I tried to calculate this:
For the LS coupling cases, if I express the states in terms of $|lm_l\rangle|s,m_s\rangle$ and express $\langle j',m'_j|er_q|j,m_j\rangle$ :
$$ |j,m_j\rangle=\sum_{m_s,m_l}\langle l,m_l;s,m_s|j,m_j\rangle|l,m_l;s,m_s\rangle $$
Then: ($q=0,\pm1$ $\pm1$ is for left/right circular polarization and 0 is for linear polarization.)
$$ \begin{split} \langle j',m'_j|er_q|j,m_j\rangle&=\sum_{m_l,m_s,m_l',m_s'}\langle l',m'_l;s',m'_s|er_q|l,m_l;s,m_s\rangle \langle j',m'_j|l',m'_l;s',m'_s\rangle \langle l,m_l;s,m_s|j,m_j\rangle\\ &= \sum_{m_l,m_s,m_l',m_s'} \langle l',m'_l|er_q|l,m_l\rangle \langle s',m_s'|s,m_s\rangle \langle j',m'_j|l',m'_l;s',m'_s\rangle \langle l,m_l;s,m_s|j,m_j\rangle\\ \xrightarrow{\langle s',m_s'|s,m_s\rangle=\delta_{ss'}\delta_{m_s,m_s'}}&=\sum_{m_l,m_l',m_s} \langle l',m'_l|er_q|l,m_l\rangle \langle j',m'_j|l',m'_l;s,m_s\rangle \langle l,m_l;s,m_s|j,m_j\rangle\\ \end{split} $$
If the electric dipole moment does not vanish then $\langle l',m'_l|er_q|l,m_l\rangle$ can not vanish so $\Delta l\neq0.$
According to the Wigner-Eckart theorem,
$$ \langle j',m'_j|er_q|j,m_j\rangle=\langle j',m'_j||er_q||j,m'_j\rangle \langle j,m_j;1,q|j',m'_j\rangle $$
The selection rule is:
$$ m'=m+q,\\ j-1\leq j'\leq j+1 $$
So according to this theorem the selection rule is: $\Delta j=0,\pm1,\ \Delta m=q.$ Even I pick $\Delta j=0$, I must still need to pick up two states whose $\Delta l\neq0.$ Also, how can I have two states whose $\Delta s=1$ in the intermediate coupling?

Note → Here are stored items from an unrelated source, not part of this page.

PR #151, opened 2022-02-11
generalize reward assets + tie to ClaimAdapters

tbrent:


julianmrodri:
Nice!... Maybe we can emit on `RewardClaimed` two params,  the address of the Reward token and the claimed amount? Whatdo you think?

tbrent:
@julianmrodri added -- I didn't get to updating the tests that were asserting `RewardClaimed` was emitted.

PR #155, opened 2022-02-17
basket assets, do not merge yet

tbrent:
I started out trying to see if I could easily merge the AssetRegistry and BasketHandler. This turned out to not be the correct move, but in getting to that point I noticed lots of ways things weren't as simple as they could be. This PR is really two somewhat coupled changes together: (i) Mixin relationship changes, and (ii) basket configuration/switching. 

Proposed changes:
(i) **Mixin relationships** 
- Move SettingsHandler from being asset-aware to asset-unaware, making it the most base mix-in (which feels right; protocol settings are most-meta)
- Make the sole job of AssetRegistry to provision a unique `ERC20 -> Asset` lookup for the rest of the system to use. It provides functions for registering and unregistering assets, and reverts in order to ensure the caller knows when they are replacing an ERC20 vs not. 
- Switch traders to targeting an ERC20 rather than an asset. When they execute their auction loops, they fetch the latest asset for that ERC20 from Main. 
- Move basketLib functions into internal views that the BasketHandler provides on top of a private basket var, rather than accessing the basket from child classes. Previously the Auctioneer was sharing access to `basket` with the BasketHandler. 

(ii) **Basket Setting**
I'll preface this with the caveat that I could be failing to remember a reason why things were the way they were, so maybe we backpedal on this part of the PR. I currently think it's a good direction though, and I think it's worth considering this simplification.

I claim we have 3 baskets: the collateral basket, the reference basket, and the target basket. 
A. The collateral basket is an ephemeral view on top of the reference basket that changes block-to-block.  
B. The reference basket is a relatively long-lived point in the _space of all possible baskets_ described by the target basket. 
C. The target basket is the north star. It describes what a basket unit is _with respect to_ on a long timescale, where the language it uses to express this consists of amounts of a target unit (typically USD, EUR, etc) and the collateral that can reasonably be used to track those targets.  

Said another way, the reference basket is a straightforward function of the target basket plus the asset registration status plus the collateral default status. You could even imagine never storing the reference basket and simply constructing it dynamically like we do the collateral basket. I think we shouldn't do this because of gas costs, but it's conceptually viable. 

How reference basket setting works:
- For each target unit, iterate through the backup collateral, using each collateral up to its maxAmt, and only if the collateral is SOUND and in the asset registry. 
- After: scale weights uniformly upwards if the collateral maxAmts were not sufficient to cover the target amount.  

How swapping out an asset (with a shared ERC20) works: 
- call `BasketHandler.setTarget()`, setting a new list of collateral for the relevant target. Place the new asset adjacent to its ERC20-sibling, on whichever side. 
- call `AssetRegistry.swapRegisteredAsset(newAsset)`, unregistering the old asset and registering the new one. Immediately this will make the current reference basket invalid, causing the next setting of the reference basket to contain the newAsset in place of the oldAsset

Tests have not been updated yet


tbrent:
Noting that Matt talked me out of the Target Basket version of things. Prime Basket is right.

Because as I know for hydrogen-like atoms there is only one valence electron so the spin angular momentum should always be $1/2$.
And how can two states with $\Delta l=\pm2$ be coupled in the intermediate coupling? And what does intermediate coupling means?